In Sander's version I think the middle part should be less prominent and somehow detached from the bars left and right, cause to me it kind of seemed like every color was played a lot no matter what. I tried two mockups. They're not great but they'll show what I mean. The first one shows the most data. The second on shows the same amount of data than in Sander's In any case I don't think the Points Lost middle part should be as wide as the Key statistic one, as in Sander's the colors really seemed to have been played a lot even when say no red or purple mistakes where played
maybe better blue.
@Dontbtme sure that looks better, but keep in mind the whole thing is a single grid layout of labels, and the line is the bottom of the header cell. Give it a try and you'll see how difficult simple things can be in kivy ;)

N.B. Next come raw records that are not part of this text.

PR #296, opened 2018-06-01
Do not track users who have enabled 'DoNotTrack'

nickcolley:
Adds a guard around Google Tag Manager script to prevent it from initialising,
for users who have indicated they do not want to be tracked.

Also removes the `<noscript></noscript>` include as we can't guard this.

If we were server rendering the site, we could take advantage of the ['DoNotTrack' header](https://developer.mozilla.org/en-US/docs/Web/HTTP/Headers/DNT).

https://trello.com/c/jHVUmpdx/957-do-not-track-users-with-donottrack-enabled

### DIFF
--- a/views/layouts/_generic.njk
+++ b/views/layouts/_generic.njk
@@ -16,7 +16,6 @@
     {% include "_tracking-head.njk" %}
   </head>
   <body>
-    {% include "_tracking-body.njk" %}
     <a href="#content" class="govuk-skip-link">Skip to main content</a>
     <div class="app-pane">
       {% include "_cookie-banner.njk" %}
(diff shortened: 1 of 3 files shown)


nickcolley:
Yeah

> If we were server rendering the site, we could take advantage of the 'DoNotTrack' header.

igloosi:
ok.
isnt there a requirement for gtm scripts  to be both in head and body (2 parts)?

nickcolley:
The body version is only run if the user has JavaScript enabled since it's wrapped with `<noscript>`.

Since we can't conditionally render this server side, we'd still track users that had DoNotTrack enabled and JavaScript disabled.

It feels reasonable to not track people when JavaScript is disabled. One reason people disable JavaScript is to avoid tracking.

dashouse:
I believe Safari has removed "Do not track" - https://www.macworld.com/article/3338152/apple-safari-removing-do-not-track.html is this still relevant?

erino:
The W3C have concluded their work on DNT and are not advancing it to a standard https://www.w3.org/TR/tracking-dnt/
> there has not been sufficient deployment of these extensions (as defined) to justify further advancement

PR #297, opened 2018-06-01
Add integration tests

alex-ju:
This PR:
- sets up Jest and Puppeteer for integration tests
- add basic render tests for home page
- add tests for mobile navigation
- add tests for tabs

[Trello card](https://trello.com/c/mUZt1yNP)

### DIFF
--- a/__tests__/mobile-navigation.test.js
+++ b/__tests__/mobile-navigation.test.js
@@ -1,0 +1,73 @@
+/* eslint-env jest */
+const devices = require('puppeteer/DeviceDescriptors')
+const iPhone = devices['iPhone 6']
+const configPaths = require('../config/paths.json')
+const PORT = configPaths.port
+
+let browser
+let page
+let baseUrl = 'http://localhost:' + PORT
+
+beforeAll(async (done) => {
+  browser = global.browser
+  page = await browser.newPage()
+  await page.emulate(iPhone)
+  done()
+})
+
+afterAll(async (done) => {
+  await page.close()
+  done()
+})
+
+describe('Homepage', () => {
+  describe('when JavaScript is unavailable or fails', () => {
+    it('falls back to making the navigation visible', async () => {
+      await page.setJavaScriptEnabled(false)
+      await page.goto(baseUrl, { waitUntil: 'load' })
+      const isMobileNavigationVisible = await page.waitForSelector('.js-app-mobile-nav', { visible: true, timeout: 1000 })
+      expect(isMobileNavigationVisible).toBeTruthy()
+    })
+  })
+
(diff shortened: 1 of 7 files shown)


igloosi:
i guess we need to add inBand flag to Jest to stop Travis timeouts like we have in Frontend

alex-ju:
Updated to run Jest in a separate thread.

package.json
```diff
@@ -14,11 +14,12 @@
   "homepage": "https://github.com/alphagov/govuk-design-system#readme",
   "scripts": {
     "preinstall": "node bin/check-nvmrc.js",
-    "prestart": "node bin/check-nvmrc.js",
+    "prestart": "node bin/check-nvmrc.js && npm run test",
```
36degrees: Not sure about usefulness of this – it'll only run once, often before you've actually made any changes, and it adds a good 10-15 seconds of linting and testing before the server actually starts. I'd be happy enough with tests just being run by Travis and on-demand locally, personally.

__tests__/app.tests.js
```diff
@@ -0,0 +1,41 @@
...
+  done()
+})
+
+afterAll(async (done) => {
+  await page.close()
+  done()
+})
+
+describe('Homepage', () => {
+  it('should resolve with a http status code of 200', done => {
```
36degrees: Is this really just testing BrowserSync? The only case I can think of where this would fail is If the metalsmith build failed, which should cause the build to fail anyway.

__tests__/app.tests.js
```diff
@@ -0,0 +1,41 @@
...
+    request.get(requestParamsHomepage, (err, res) => {
+      expect(res.statusCode).toEqual(200)
+      done(err)
+    })
+  })
+
+  it('should resolve with a ‘Content-Type’ header of "text/html"', done => {
+    request.get(requestParamsHomepage, (err, res) => {
```
36degrees: Ditto above.

__tests__/mobile-navigation.test.js
```diff
@@ -0,0 +1,73 @@
...
+})
+
+afterAll(async (done) => {
+  await page.close()
+  done()
+})
+
+describe('Homepage', () => {
+  describe('when JavaScript is unavailable or fails', () => {
+    it('falls back to making the navigation visible', async () => {
```
36degrees: 👌

__tests__/app.tests.js
alex-ju: Dropped the `app.tests.js` as it's not valuable for the static website.

package.json
alex-ju: Fair, running it with CI should be enough.

PR #304, opened 2018-06-07
Accessibility: Replace gif with video

nickcolley:
Replace the infinitely looping gif with a video that can be controlled.

### VoiceOver, Safari
Accepts focus via Tab, and reads the title attribute "Address lookup flow example, this video has no audio."

Update: With `[role=region][aria-label="..."]` "Address lookup flow example, this video has no audio., region"

### JAWS 17, Internet Explorer 11
When tabbed to, or JAWs key, nothing specific is announced.

Update: With `[role=region][aria-label="..."]` "Address lookup flow example, this video has no audio. Empty region"

### NVDA 2017.4, Firefox 52
When tabbed to: "Address lookup flow example, this video has no audio."

Update: With `[role=region][aria-label="..."]` "Address lookup flow example, this video has no audio."

## Cross Browser testing
IE8: Intentionally hide the video element as it's not supported.

IE9: Works
IE10: Works
IE11: Works
Firefox 60 (Windows): Works
Chrome 66 (OSX): Works
Safari 11.1 (OSX): Works
Safari 11 (iOS): Works
Android, Galaxy S9+ Chrome: Works

## General questions
Should the accessible name indicate that this video is explained in the text below?

https://trello.com/c/VcqfJY9A/1069-dac-audit-avoid-flickering-blinking-and-moving-images-or-text


hannalaakso:
Thanks for doing this @nickcolley. Not showing anything in IE8 makes me a bit sad but I think it's right to prioritise making the content accessible.

What about "User types in their postcode in the address lookup and gets a list of results to choose from" as fallback text?

It seems that video tag might support a fallback image, maybe that could be step 1 and step 2 in one image, stacked? 🙃  Or it might cause confusion hmmm...

src/stylesheets/main.scss
```diff
@@ -87,19 +87,35 @@ $mq-breakpoint-widescreen: 1200px;
...
+  img {
+    padding: $govuk-spacing-scale-2;
+  }
+
+  video {
+    @include govuk-focusable;
+  }
+
+  // IE8 does not support the video element, so we hide the element entirely.
+  @if $govuk-is-ie8 == true {
```
36degrees: Doesn't really matter, but probably better to use the `govuk-if-ie8` mixin.

```scss
@include govuk-if-ie8 {
  display: none;
}
```

PR #307, opened 2018-06-08
Update prose scope usage

igloosi:
We don't have confidence that the prose scope is well understood – without further research / better documentation it's safer to remove it for now.

This PR:
 - moves prose-scope into the Design System as it's being removed from Frontend 
 - removes guidance on using it

Trello ticket
https://trello.com/c/v7tR99UO/955-remove-prose-scope


src/stylesheets/main.scss
```diff
@@ -274,3 +274,54 @@ p code {
   color: $app-code-color;
   background-color: $govuk-grey-4;
 }
+
+.govuk-prose-scope {
```
36degrees: Can we make this `.app`, for now?

igloosi:
rebased with master

PR #312, opened 2018-06-11
Move Design System to /design-system

36degrees:
We’re going to make the Design System available as www.gov.uk/design-system - to do this GOV.UK will proxy any requests made to /design-system through to us. This means our static site will need to respond at this path and any relative links will need to work accordingly.

This moves the site to /design-system and updates the navigation, relative links etc accordingly.

- [x] Remove asset duplication fix (split out into https://github.com/alphagov/govuk-design-system/pull/310)


igloosi:
don't know govuk infrastructure, but can we not serve the site from /design-system on paas and configure ngix or buildpack 

server {

        listen       80;

        location /design-system/ {
            alias    /design-system;
            autoindex on;
        }
    }

36degrees:
We could, but that would mean:

1) every URL (especially assets) in the Design System would need to be relative
2) (for example) our link checker would need to understand that in order to have confidence that the site will work when deployed to production
3) there would be a fairly major difference between production and preview branches, so we would no longer have total confidence that a PR will work once merged.

I personally would much rather keep the preview branches as similar to production as possible.

nickcolley:
Makes sense, on GOV.UK we had many applications, and they all used the same URL structure as live even if this meant the root had no content.

PR #314, opened 2018-06-12
Add guidance to header component

timpaul:
This PR adds guidance and an extra example to the header component. These are based on the existing guidance and examples in the Service Manual.


36degrees:
Changes to package-lock.json shouldn't be part of this PR.

timpaul:
Closing in favour of https://github.com/alphagov/govuk-design-system/pull/320

PR #320, opened 2018-06-13
Add guidance to header component v2

timpaul:
This PR adds guidance and an extra example to the header component. These are based on the existing guidance and examples in the Service Manual.


igloosi:
requires review by @amyhupe ?

timpaul:
All done.

PR #332, opened 2018-06-15
Remove login credentials for npm

nickcolley:
Since govuk-frontend is now public these are not needed.

### DIFF
--- a/.gitignore
+++ b/.gitignore
@@ -2,5 +2,4 @@ deploy/public
 /node_modules
 npm-debug.log
 .DS_Store
-.npmrc
 .sass-cache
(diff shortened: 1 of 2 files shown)


nickcolley:
@igloosi in this case since the tests passed we can be confident, provided PaaS has the same access to npm as Travis does (which I see no reason why it wouldnt... :P)

36degrees:
PaaS doesn't access npm itself, the build happens on Travis and the whole of `deploy/public` is uploaded to PaaS through the magic that is the Internets.

nickcolley:
Ah that's a good point, thanks :)

PR #337, opened 2018-06-18
Add sitemap generator

igloosi:
Simple metalsmith plugin to generate a sitemap with [sitemap.js](https://github.com/ekalinin/sitemap.js)

https://deploy-preview-337--govuk-design-system-preview.netlify.com/sitemap.xml

Required options: 
```
hostname
```

Optional options:
```
changefreq
lastmod
priority
filename -> default `sitemap.xml`
destination -> default `deploy/public/design-system`
pattern: -> default `**/*.html`
```

It will loop through all metalsmith files and check for two frontmatter properties:

`ignore_in_sitemap` `(Boolean)` : if set to `true` it will ignore the file
`canonical` `(String)` : url to be used instead of the canonical data set by metalsmith-canonical plugin. 
Url is relative to the `hostname`

This is related to https://trello.com/c/31ttWqd3/1047-add-site-map-to-the-design-system but not required to complete it

### DIFF
--- a/lib/generate-sitemap.js
+++ b/lib/generate-sitemap.js
@@ -1,0 +1,96 @@
+const sm = require('sitemap')
+const path = require('path')
+const paths = require('../config/paths.json')
+const fs = require('fs-extra')
+const match = require('multimatch')
+
+// Only include keys that have values
+const removeEmptyKeys = (obj) => {
+  let newObj = {}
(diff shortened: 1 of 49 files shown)


igloosi:
update to work with the canonical plugin we use

igloosi:
excluded all the example pages

PR #345, opened 2018-06-19
Constrain width of tables

timpaul:
Constrain width of tables so they are flush with the surrounding content


timpaul:
Closing as this change has now been made in https://github.com/alphagov/govuk-design-system/pull/351

PR #2672, opened 2023-03-13
Add guidance on how tab values get stored in URL

davidc-gds:
Added a new section under 'How it works' called "The current tab gets stored in the URL".

This new section explains how navigating to a tab results in a fragment being appended on the URL.

Why? So that developers know how the tabs component functions, and know that current / previous tab is stored and can be navigated to by using the browser's back button.


CharlotteDowns (commented):
Looks good to me

PR #2694, opened 2023-03-28
Add guidance about optional questions

vickytnz:
This may need further review because ideally we don't ask optional fields - and for some multiple input fields like addresses it doesn't make sense to playback the empty fields - but it would be good to have standard

### DIFF
--- a/src/patterns/check-answers/index.md
+++ b/src/patterns/check-answers/index.md
@@ -60,6 +60,8 @@ When they’ve finished, the ‘Continue’ button should return them to the che
 
 If a user changes their response in a way that means you need to ask them more questions, do this before returning them to the check answers page.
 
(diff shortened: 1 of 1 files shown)


src/patterns/check-answers/index.md
```diff
@@ -60,6 +60,8 @@ When they’ve finished, the ‘Continue’ button should return them to the che
 
 If a user changes their response in a way that means you need to ask them more questions, do this before returning them to the check answers page.
 
+If you have questions that are optional, you should let users know that they skipped answering it by showing the question as as ‘Not provided’.
```
calvin-lau-sig7, line 63: Small suggestion to spell things out a bit more. Looks good either way though.

```suggestion
If you have questions that are optional, let users know that they've skipped it without giving an answer by showing their response as ‘Not provided’.
```

calvin-lau-sig7 (approved):

PR #2695, opened 2023-03-28
Add example for showing a field that was optional

vickytnz:
The guidance for check your answers mentions hiding sections that the user doesn't see but not optional questions. On discussion in cross-gov slack, teams do play back said fields but say "not provided". This may need to be added to guidance - view separate note - but also would be helpful to change the example

### DIFF
--- a/src/patterns/check-answers/default/index.njk
+++ b/src/patterns/check-answers/default/index.njk
@@ -63,6 +63,23 @@ layout: layout-example-full-page.njk
           },
           {
             key: {
+              text: "Customer reference"
+            },
+            value: {
+              text: "Not provided"
+            },
+            actions: {
+              items: [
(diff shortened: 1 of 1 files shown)


src/patterns/check-answers/default/index.njk
```diff
@@ -61,6 +61,24 @@ layout: layout-example-full-page.njk
               ]
             }
           },
+                {
```
christopherthomasdesign, line 64:
```suggestion
            {
```

christopherthomasdesign (changes requested):
Looks good, just a small indenting problem we should fix

I'm happy to sort this if you don't have time @vickytnz

christopherthomasdesign (approved):

PR #2696, opened 2023-03-28
Add 'card actions' bolding explanation to summary card content

davidc-gds:
Adds a two-sentence explanation for why 'card actions' in summary cards get bolded, while 'row actions' do not.

It affects the ['Adding card actions' section of the 'Summary' list guidance page](https://design-system.service.gov.uk/components/summary-list/#adding-card-actions)

This guidance update is based off of a support thread that popped up from Mark McCormick, regarding why card actions get bolded.

### DIFF
--- a/src/components/summary-list/index.md
+++ b/src/components/summary-list/index.md
@@ -99,9 +99,9 @@ You can add card actions in the header, which will be shown after the summary ca
 
 For example, if you have multiple rows with "change" actions that all take the user to the same place, you can show a single “change” card action instead. This helps avoid repeating the same row action on every row.
 
-Card actions are bolded to make them visually distinct from row actions. Since card actions can affect the whole summary card, it’s useful to be able to tell them apart from row actions, especially when navigating with a screen magnification tool.
+Card actions are shown in bold text to make them visually distinct from row actions — and help alert the user that the card action will affect the entire summary card.
 
-Link text for card actions should tell the user what it will do and that it will apply to the entire in the summary card. It should also be as short as possible, usually 2 words.
+Write link text for card actions to tell the user what the card action will do and that it will apply to the entire summary card. It should also be as short as possible, usually 2 words.
 
 Example card actions include:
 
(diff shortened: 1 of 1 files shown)


querkmachine:
There was a follow up comment asking why these needed to be bold if the page _only_ had card-level actions—in which case there's no need for different styling between card-level and row-level actions. My response to that was still good for visual consistency between different pages and services. 

It's probably getting too much into the weeds, but as it's something that's already been asked, I don't know if we want to add anything about that to the guidance too.

src/components/summary-list/index.md
```diff
@@ -99,6 +99,8 @@ You can add card actions in the header, which will be shown after the summary ca
 
 For example, if you have multiple rows with "change" actions that all take the user to the same place, you can show a single “change” card action instead. This helps avoid repeating the same row action on every row.
 
+Card actions are bolded to make them visually distinct from row actions. Since card actions can affect the whole summary card, it’s useful to be able to tell them apart from row actions, especially when navigating with a screen magnification tool.
```
christopherthomasdesign, line 102: Maybe 'Card actions use bold text to make them...'? Not sure 'bolded' is a real word, or at least clear to all.

christopherthomasdesign (commented):
Have added a couple of comments! 

This feels like a very detailed level to explain design rationale at, which we usually don't do because it'd make our guidance super long. But I think on balance the repeated questions we've had about it recently probably justify this addition.

src/components/summary-list/index.md
```diff
@@ -99,6 +99,8 @@ You can add card actions in the header, which will be shown after the summary ca
...
+
 Link text for card actions should tell the user what it will do and that it will apply to the entire in the summary card. It should also be as short as possible, usually 2 words.
```
calvin-lau-sig7, line 104: Spotted a pre-existing typo:

```suggestion
Link text for card actions should tell the user what it will do and that it will apply to the entire summary card. It should also be as short as possible, usually 2 words.
```

davidc-gds:
Calvin's committed edits look good to me. @christopherthomasdesign would you be willing to do a final review?

calvin-lau-sig7 (approved):

christopherthomasdesign (approved):
Boom 💥

davidc-gds:
Thank you both, it's merged! 🚀

PR #2704, opened 2023-03-29
Fix argument count in deprecated `this.mql.addListener()`

colinrotherham:
This PR partially reverts an unreleased change from https://github.com/alphagov/govuk-design-system/commit/cf8b7265ea5c8119089a6e1c54332aa8eec94b39#diff-77d636446b24955f10521d341aef15533905564e2ac413de8009562f3c9d0ce7R135

Browser testing in Safari 9.1 correctly spotted some recent MediaQueryList argument changes:

```js
var mql = window.matchMedia('(min-width: 48.0625em)')

mql.addEventListener('change', handler)
mql.addListener(handler) // Legacy IE and Safari
```


colinrotherham:
See related change in:

* https://github.com/alphagov/govuk-frontend/pull/3439

PR #2720, opened 2023-04-05
Use Metalsmith's built-in env() method

### LINKED ISSUE #2330: Replace metalsmith-env plugin with Metalsmith's inbuilt env method
## What

Remove `metalsmith-env` as a dependency and use Metalsmith.env() instead.

## Why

Still, as is, any bar looks big is what I meant. Can't you limit the colors in the middle around >0.5 etc. without changing the grid? Since colors in the left and right columns are only filling them depending on the %, why colors in the midle column have to fill it entirely? Colors in the middle are what's popping up the most in your picture, when we should be focusing on colors from the player's bars. I would even rather not having any colors in the middle colomn if that's too complicated, that way the mistakes's data colors would appear clearly and brightly on each players's column Anyway, that's only my two cents (although I'm not sure about the dark blue you switched to in the key statistics either, since the all around UI is already some kind of dark blue, but I digress) But anyway, if the above isn't convincing, then maybe that's just a matter of taste, in which case just ignore it and let's move on ^_^
seems wrong value >100%
Hello, many thanks for this amazing trainer! Feature suggestion: I imagine each move being placed in categories (e.g. blunder, mistake, inaccuracy, okay, excellent, best move) based on the percentage change in winrate it effects. The percentage ranges for these categories could be user definable. An overall "accuracy" score out of 100 could then be generated for each player based on the percentage of their moves the engine rates as best. These ideas are inspired by the analysis features of chess.com, that give an overall insight into the players' performance in a game; this would supplement analysis of each individual move. Thanks again for your work, I'd love to hear your thoughts.